Search site...

Privacy Policy

Last updated: 2025-11-08 2025

1. Data Controller

Kurt Cotoaga
Grete-Mosheim-Str. 7
80636 München, Germany
Email: kurt@cotoaga.net

Hosting & Automatic Data Collection

This website is hosted by WordPress.com (Automattic Inc.).

Automatically collected data:

  • IP address (server logs)
  • Browser type and version
  • Operating system
  • Referrer URL
  • Access time and date

Legal basis: Legitimate interest (Art. 6(1)(f) GDPR)

Purpose: Website functionality and security

Storage: 30 days (server logs)

Privacy Policy: https://automattic.com/privacy/

3. Interactive Assessment Tools

When using our AI competency assessments (EU AI Act tools), we collect:

Required data:

  • Email address (for result

Automatically captured:

  • Assessment answers
  • Response times per question
  • Timestamp
  • Technical data (browser, OS, screen resolution)

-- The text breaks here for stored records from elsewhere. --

Issue #794, opened 2024-03-28
Slack notifier. Have one that can notify a slack channel on error.


skrawcz:
Using the [Lifecycle API](https://blog.dagworks.io/p/customizing-hamiltons-execution-with) add one that can notify a slack channel on error.

This should go under `hamilton/plugins/h_slack.py`.

PR #797, opened 2024-03-29
WIP: Slack Notifier

swapdewalkar:
--- PR TEMPLATE INSTRUCTIONS (1) ---

Address [#794 ](https://github.com/DAGWorks-Inc/hamilton/issues/794
)
## Changes
Added adapter for slack
## How I tested this
WIP
## Checklist

### DIFF
--- a/hamilton/lifecycle/default.py
+++ b/hamilton/lifecycle/default.py
@@ -13,7 +13,6 @@ from typing import Any, Callable, Dict, List, Optional, Union
 from hamilton import graph_types, htypes
 from hamilton.graph_types import HamiltonGraph
 from hamilton.lifecycle import GraphExecutionHook, NodeExecutionHook, NodeExecutionMethod
-from slack_sdk import WebClient
 
 logger = logging.getLogger(__name__)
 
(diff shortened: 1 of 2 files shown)


skrawcz:
@swapdewalkar could you add the stacktrace to the error message? I assume people will want that. What do you think?

Otherwise this looks like a good first pass. I could see a few extensions but we can add them as needed (e.g. filtering to only nodes that people want to monitor, etc).

docs/reference/lifecycle-hooks/SlackNotifierHook.rst
```diff
@@ -0,0 +1,13 @@
+==========================
+plugins.h_slack.SlackNotifier
+==========================
```
skrawcz, line 3: I think this needs to be longer and it'll work
```suggestion
================================
plugins.h_slack.SlackNotifier
================================

```

docs/reference/lifecycle-hooks/SlackNotifierHook.rst
```diff
@@ -0,0 +1,13 @@
...
```
skrawcz, line 1: and then this file needs to be referenced in an index.rst/md file for the docs to build.

docs/reference/lifecycle-hooks/index.rst
```diff
@@ -53,3 +53,4 @@ Recall to add lifecycle adapters, you just need to call the ``with_adapters`` me
     ProgressBar
     DDOGTracer
     FunctionInputOutputTypeChecker
+    SlackNotifier
```
skrawcz, line 56:
```suggestion
    SlackNotifierHook
```

skrawcz: You reference the file name here.

This will then fix the document build.

skrawcz (approved):
Thanks @swapdewalkar ! 🚀 !

PR #799, opened 2024-04-01
examples: Jaffle shop example added

zilto:
This repository is a reimplementation of the canonical [dbt example jaffle_shop](https://github.com/dbt-labs/jaffle_shop). Here, Hamilton + Ibis provides a Python-centric alternative to dbt ([Learn more](https://hamilton.dagworks.io/en/latest/integrations/ibis/)).  It illustrates data transformations for an ecommerce store. Since it is used by many different frameworks, it can ground comparisons between tools. 
 
## Changes
- added `examples/jaffle-shop`
- included data files

## How I tested this
- ran `run.py` locally

## Notes
- it servers as a good reference for tabular data workflows, but Hamilton supports a much wider set of use cases than dbt

## Checklist


examples/jaffleshop/README.md
```diff
@@ -0,0 +1,41 @@
...
+
+## Content
+The content and structure aims to match the [original dbt `jaffle_shop`](https://github.com/dbt-labs/jaffle_shop/tree/main) example. On the other hand, Hamilton is just a Python library and is flexible regarding project structure.
+
+- `data/`: samples data; equivalent to `seeds/` in the dbt repo.
+- `dataflows/staging` load raw data and rename columns to avoid naming conflicts; equivalent to `models/staging/` in the dbt repo.
+- `dataflows/customer_flow.py` and `dataflows/order_flow.py` define data transformations; equivalent to `models/customers.sql` and `models/orders.sql` in the dbt repo.
+- `run.py` specify where to load data from and how to execute dataflows.
+
+ Genrally, you'll notice Hamilton aims to reduce the sprawl of configurations (`.yaml`) and documentation (`.md`). Instead, it uses docstrings, type hints, or Python object to couple them to with your code (`.py`).
```
skrawcz, line 15:
```suggestion
 Generally, you'll notice Hamilton aims to reduce the sprawl of configurations (`.yaml`) and documentation (`.md`). Instead, it uses docstrings, type hints, or Python object to couple them to with your code (`.py`).
```

skrawcz (approved):
Looks good.

But question on location. Should this really be under Ibis? Versus standalone jaffle-shop?

zilto:
> 1. But question on location. Should this instead be under Ibis? Versus standalone jaffle-shop?
> 2. Where would a link in the main documentation help?
> 3. Would a vanilla pandas version be helpful?

1. top-level `jaffle-shop` is a bit easier to find for those that know the name, but I agree to move it to Ibis given it's so tightly coupled.
2. I would include it in an upcoming `docs/code-comparisons/dbt` page. Hamilton and dbt might not be direct competitor, but it would give an idea to new users how concepts from translate to the other
3. it would be more work with little payoff IMHO given the goal is to showcase the "declarative orchestration" rather than "the data transforms". The code seems intelligible even if you don't know Ibis.

Other thoughts:
It would be cool to have a canonical Hamilton project (e.g., Ibis uses penguins dataset, dbt jaffle shop). It should serve the "Getting started" step-by-step tutorial, and be extensible to be able to showcase Hamilton features (add data validation, change execution engine, etc.). Will open an issue to spec this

Legal basis: Consent (Art. 6(1)(a) GDPR)

Purpose:

  • Generate personalized evaluations
  • Send results via email
  • Improve assessment tools
  • Create anonymized statistics

Storage:

  • Email addresses: Until withdrawal, max 3 years
  • Assessment data: 1 year (anonymized for statistics)
  • Technical logs: 30 days

Data sharing: None, except email service provider (under strict data processing agreement)

Withdrawal: Contact kurt@cotoaga.net anytime

4. Contact & Inquiries

When you contact us via email or phone:

Data collected: Your email address, phone number, message content
Legal basis: Legitimate interest (Art. 6(1)(f) GDPR)
Purpose: Respond to your inquiry
Storage: Duration of correspondence, then deleted
Sharing: None

5. Interactive Visualizations

Our tools (Klein Bottle, Solution Cube, Cost of Delay Estimator, etc.) run entirely in your browser. No interaction data is transmitted to our servers.

6. Cookies

Essential cookies: WordPress.com uses necessary cookies for core functionality.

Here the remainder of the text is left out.